There was, however, a twist in the tale to come as liv. explained to us: “A few days after I wrote this song, my parents told me that as a graduation gift, they had coordinated a recording session with Van Plating. They weren’t going to tell me until Christmas but they wanted to give me something to look forward to, and I was pretty down after having not the best four months . I quickly shared this song with Van in all its teary-incomprehensible glory (I’m pretty sure the voice memo I sent her had me gasping for air to hold back tears actually). When I got to Van’s studio in Lakeland, Florida, Van proposed turning this song into something a little more fast-paced and indie-rock than I had originally written it. This idea to change the song’s tone actually made me realize that the song itself is actually something that could arguably be described as denial. This song also inspired me to cultivate a work that explores the stages of grief and growth in a relationship.
In turning this once sob-story into an indie-rock-anthem, Van thought it would be cool to find a male voice to accompany mine.
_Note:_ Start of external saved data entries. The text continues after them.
PR #882, opened 2026-08-04
feat: publish hackathons and milestones as a subscribable iCalendar feed

### LINKED ISSUE #877: Publish hackathons and project milestones as a subscribable iCalendar feed
### Problem

DevLink already knows about two kinds of dated commitments:

* **Hackathons** — with `start_date`, `end_date`, and a registration deadline.
* **Project milestones** — with a `due_date` and a status.

Both of them live only inside the app. If a hackathon starts at 09:00 on a Saturday, nothing puts that in the user's actual calendar, so they find out when someone messages them about it. "Add to calendar" is the single most requested affordance for any dated entity, and right now the answer is "type it in yourself".

### Proposal

Expose the user's dated items as **iCalendar (RFC 5545)** — the format Google Calendar, Apple Calendar, and Outlook all subscribe to.

Two shapes, because they solve different problems:

**1. A single-event download.** A small "Add to calendar" button next to a hackathon or milestone that returns one `VEVENT` as a `.ics` attachment. Works offline, works when the user is not signed in on their phone, no ongoing relationship with our server.

**2. A subscribable feed.** A stable, token-authenticated URL the user pastes into their calendar client once. It then polls us, and the user's hackathons and milestones stay in sync forever. This is the one people actually want.

```
GET /api/calendar/events.ics?token=<feed-token>   -> everything for that user
GET /api/calendar/hackathons/{id}.ics             -> single event
GET /api/calendar/milestones/{id}.ics             -> single event
```

The feed URL cannot use a normal session — calendar clients do not do OAuth, they do "GET this URL forever". So it needs its own opaque, revocable, per-user feed token, and it must be scoped to *only* the calendar feed. It should be regenerable, so a user who has leaked the URL can rotate it.

### The format has sharp edges

Writing iCalendar by hand is where this usually goes wrong, so the implementation needs to actually respect the spec:

* **Line folding at 75 octets**, folding on octet boundaries and not in the middle of a UTF-8 sequence.
* **Escaping** of `\`, `;`, `,` and newlines in `SUMMARY`/`DESCRIPTION` — an unescaped comma in a project name silently truncates the field in Outlook.
* **CRLF line endings**, not `\n`.
* **UTC timestamps** in `YYYYMMDDTHHMMSSZ` form, and `VALUE=DATE` for all-day entries like a milestone due date.
* **Globally unique, stable `UID`s.** If the UID changes between polls, the client creates a duplicate event instead of updating the existing one. It has to be derived from the entity type and id.
* **`SEQUENCE` incremented on edit**, or clients will ignore updates.
* A `VALARM` so people actually get reminded.

### Acceptance criteria

- [ ] `.ics` output validates and imports cleanly into Google Calendar and Apple Calendar.
- [ ] Folding, escaping, and CRLF behaviour are unit-tested against the awkward cases (long unicode summaries, commas, embedded newlines).
- [ ] UIDs are stable across regeneration of the same feed.
- [ ] The feed token is revocable and grants access to nothing but the feed.
- [ ] Correct `Content-Type: text/calendar; charset=utf-8` and `Content-Disposition` headers.

MOHITKOURAV01:
Closes #877

## What this adds

```
GET /api/calendar/feed-token                 → mint a token, get the subscribe URL
GET /api/calendar/events.ics?token=…         → the subscribable feed
GET /api/calendar/hackathons/{id}.ics        → one hackathon
GET /api/calendar/milestones/{id}.ics        → one milestone
```

The single-event endpoints send `Content-Disposition: attachment`, which is what makes a browser hand the file to the calendar application instead of rendering it as text. The feed endpoint deliberately does **not** — it is polled by a subscription, and an attachment header turns every manual visit into a download prompt.

## Why the feed needs its own credential

Calendar clients do not do OAuth. They do *"GET this URL, forever, with no headers I control"*. So the feed cannot use a session cookie or a bearer token — the secret has to live in the URL.

The token is an HMAC-SHA256 over version, user id and issue time, keyed on a value derived from `SECRET_KEY` and `CALENDAR_FEED_TOKEN_SALT`. Deriving rather than using `SECRET_KEY` directly means a feed token can never be confused with a session token even if one of the formats changes later.

It is **scoped** — a leaked feed URL exposes hackathon and milestone titles and nothing else. No messages, no profile, no session. It **expires** after a year. And it is **stateless**, so no new table and no fourteenth alembic head.

A bad token gets **404, not 401**. A 401 that distinguishes "wrong token" from "no such feed" is an oracle for guessing tokens, and a calendar client cannot act on a 401 anyway.

### The limitation, stated plainly

Because the tokens are stateless, **a single leaked token cannot be revoked on its own**. The levers are: wait for expiry, or change `CALENDAR_FEED_TOKEN_SALT` and restart, which kills every issued feed URL at once. Calling `feed-token` again issues a new token but does not invalidate the old one.

Proper per-user revocation needs something to revoke against — a `calendar_feed_tokens` table, or a nonce column on `users`. Small change, good follow-up. It is not in this PR because the repo already carries **13 alembic heads**, and adding a 14th inside a feature PR is not a trade worth making. `docs/calendar_feeds.md` says all of this in the same words, so nobody has to rediscover it from the code.

## Where the care went

Most of the work is in `app/utils/ics.py`, because iCalendar failures are not exceptions. They are:

* Outlook silently truncating a project called `Fast, cheap, good` at the first comma.
* Google creating a *duplicate* event on every poll, forever, because the UID moved.

Both only appear in a real client, days later, and neither produces an error anywhere. So the writer is fussy about four things and the tests pin every one:

**Folding at 75 octets.** The limit is octets, not characters, and a fold landing mid-UTF-8-sequence corrupts the value for every parser. The folder walks encoded lengths. It also accounts for the continuation line's leading space eating one octet of its own budget — an easy off-by-one that produces 76-octet lines. Tested with emoji straddling the boundary, plus an unfold round-trip.

**Escaping.** Backslash first, or we escape the backslashes we just introduced. `;` `,` and newlines after. URI values are **not** TEXT and are left alone — a comma in a query string is legal and escaping it breaks the link.

**CRLF.** Some parsers accept a bare `\n` and some do not; the ones that do not fail obscurely.

**Stable UIDs.** `hackathon-{id}@devlink` / `milestone-{id}@devlink`, derived from the entity, never regenerated. `SEQUENCE` is emitted when non-zero, because clients ignore an update whose sequence has not moved.

## Modelling decisions

* **Milestones are all-day events.** A due date has no meaningful time of day; rendering it at midnight puts every deadline in the small hours of the client's display. All-day uses `VALUE=DATE`, and a single-day event correctly omits `DTEND`.
* **Only registered hackathons.** A feed of every hackathon on the platform is a newsletter, not a calendar.
* **Only active, incomplete, unarchived milestones.** A done deadline in a calendar is noise.
* **A rolling 90-back / 365-forward window.** A hackathon that finished two years ago is not something anybody wants filling their calendar.
* **Alarms are asymmetric** — a day before a deadline, an hour before an event. A deadline needs warning; an event needs a nudge.
* Access checks 404 rather than 403, so an unpublished hackathon does not confirm its own existence to somebody who cannot see it.

## Tests

```
$ pytest tests/test_calendar_feed.py -q
41 passed
```

Endpoints smoke-checked against the running app: bad feed token → `404`, `feed-token` unauthenticated → `401`, single-event unauthenticated → `401`.

`black --check` clean on all new files.

## Notes for review

* No new model, no migration.
* `main.py` gains two lines at line 530.
* Docs in `docs/calendar_feeds.md`, including subscribe instructions for the three major clients and a note that they cache aggressively and mostly ignore `REFRESH-INTERVAL` — an hour or two of lag on a new event is normal, not a bug in the feed.

### DIFF
--- a/backend/app/core/config.py
+++ b/backend/app/core/config.py
@@ -258,6 +258,24 @@ class Settings(BaseSettings):
     ETAG_CACHE_CONTROL: str = "private, no-cache"
 
     # ==========================================================
+    # Calendar Feeds
+    # ==========================================================
+
+    # Mixed into the feed-token signing key. Changing it invalidates every
+    # issued feed URL at once, which is the blunt revocation lever available
+    # while tokens are stateless.
+    CALENDAR_FEED_TOKEN_SALT: str = "devlink-calendar-feed"
+
+    # A year. Long enough that a subscription is genuinely set-and-forget,
+    # short enough that a URL abandoned in a browser history stops working.
+    CALENDAR_FEED_TOKEN_MAX_AGE_DAYS: int = 365
+
+    # Advertised to clients via REFRESH-INTERVAL and X-PUBLISHED-TTL. Without
+    # a hint, clients pick their own interval, often an hour for a feed that
+    # changes daily.
+    CALENDAR_FEED_REFRESH_MINUTES: int = 360
+
+    # ==========================================================
     # Celery
     # ==========================================================
 
--- a/backend/app/main.py
+++ b/backend/app/main.py
@@ -530,6 +530,8 @@ app.include_router(project_members.router, prefix="/api", tags=["Project Members
 app.include_router(project_dashboards.router, prefix="/api", tags=["Project Dashboards"])
 from app.routers import project_milestones
 app.include_router(project_milestones.router, prefix="/api", tags=["Project Milestones"])
+from app.routers import calendar as calendar_router
+app.include_router(calendar_router.router, prefix="/api", tags=["Calendar"])
 app.include_router(analytics.router, prefix="/api", tags=["Analytics"])
 app.include_router(builder_flares.router, prefix="/api/flare", tags=["Builder's Flare"])
 app.include_router(messages.router, prefix="/api/messages", tags=["Messages"])
--- a/backend/app/routers/calendar.py
+++ b/backend/app/routers/calendar.py
@@ -1,0 +1,189 @@
+"""
+Calendar endpoints: single-event downloads and the subscribable feed.
+
+The feed endpoint is the odd one out. It authenticates with a token in the
+query string rather than a header, because a calendar client will not send one
+-- it does "GET this URL, forever" and nothing more. Everything else here is
+ordinary session-authenticated API.
+"""
+
+from __future__ import annotations
+
+import uuid
+
+from fastapi import APIRouter, Depends, HTTPException, Query, Request, status
+from fastapi.responses import Response
+from sqlalchemy.orm import Session
+
+from app.dependencies import get_current_user, get_database
+from app.middleware.rate_limit import limiter
+from app.models.hackathon import Hackathon
+from app.models.milestone import Milestone
+from app.models.user import User
+from app.schemas.calendar import CalendarFeedTokenResponse
+from app.services.calendar_feed_service import (
+    CalendarFeedService,
+    InvalidFeedToken,
+    generate_feed_token,
+    parse_feed_token,
+)
+
+router = APIRouter(
+    prefix="/calendar",
+    tags=["Calendar"],
+)
+
+CALENDAR_LIMIT = "60/minute"
+
+CALENDAR_MEDIA_TYPE = "text/calendar; charset=utf-8"
+
+
+def _ics_response(body: str, filename: str) -> Response:
+    """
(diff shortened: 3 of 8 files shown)


MOHITKOURAV01:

I remember standing in her kitchen and going through her Spotify, listening to her friend’s singing. When we heard Nathan Kalish’s, it was an instantaneous “that’s him” moment. Nathan’s voice is super unique, and I feel like his vocals on this song tie everything that I wanted to convey with a pretty bow.”
So – there you have it, you think you’re being so mature and handling this breakup with a logical equanimity and really all that you’re doing is putting off the hard work of getting things straight again. Emotional ouch up ahead.